▶ Work request: The listing that follows must be retyped in full, exactly.

▶ Supplied information:
PR #2454, opened 2021-01-25
v0.72.1 - Serialize asset unzipping and update e2e tests

peterdemartini:
- Support the latest elasticsearch bundle and use the data_generator from standard assets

▶ Output of the task:
PR #2454, opened 2021-01-25
v0.72.1 - Serialize asset unzipping and update e2e tests

peterdemartini:
- Support the latest elasticsearch bundle and use the data_generator from standard assets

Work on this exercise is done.